⟨
PR #185, opened 2023-01-06
Update packages

TheSonOfThomp:
Updates LG packages
Also updates `isPathInLeafygreen` regex to include _all_ `node_modules/@leafygreen-ui` packages in babel transpilation


package.json
```diff
@@ -27,51 +27,51 @@
     "@emotion/server": "^11.0.0",
     "@emotion/styled": "^11.9.3",
     "@leafygreen-ui/a11y": "^1.3.4",
-    "@leafygreen-ui/badge": "^8.0.0",
-    "@leafygreen-ui/banner": "^7.0.0",
+    "@leafygreen-ui/badge": "^8.0.1",
```
brookescarlett, line 30: are we just running `yarn upgrade` or is this manual?

TheSonOfThomp: Effectively, yes. We have a script that runs `yarn upgrade ...<all LG packages>`

https://github.com/mongodb/design/blob/staging/scripts/update-packages.ts

brookescarlett: Ah got it

brookescarlett (approved):

PR #193, opened 2023-01-13
LG-2738 consolidate inherited docs

TheSonOfThomp:
Screen Shot 2023-01-13 at 12 47 13 PM


TheSonOfThomp:
> A couple of notes: 
> 
> 
> 
> - Previously we were more specific about the type of HTMLAttributes that a component was inheriting (div, when base element was div) and now that's gone away.
> 

This depends on what component you're looking at. Components that explicitly extend `div` will show that


I'll fix the semicolon 👍

brookescarlett (approved):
⟩
Word for word, copy the line containing "This depends on" and each line after it to the end of the records, and nothing besides.

This depends on what component you're looking at. Components that explicitly extend `div` will show that


I'll fix the semicolon 👍

brookescarlett (approved):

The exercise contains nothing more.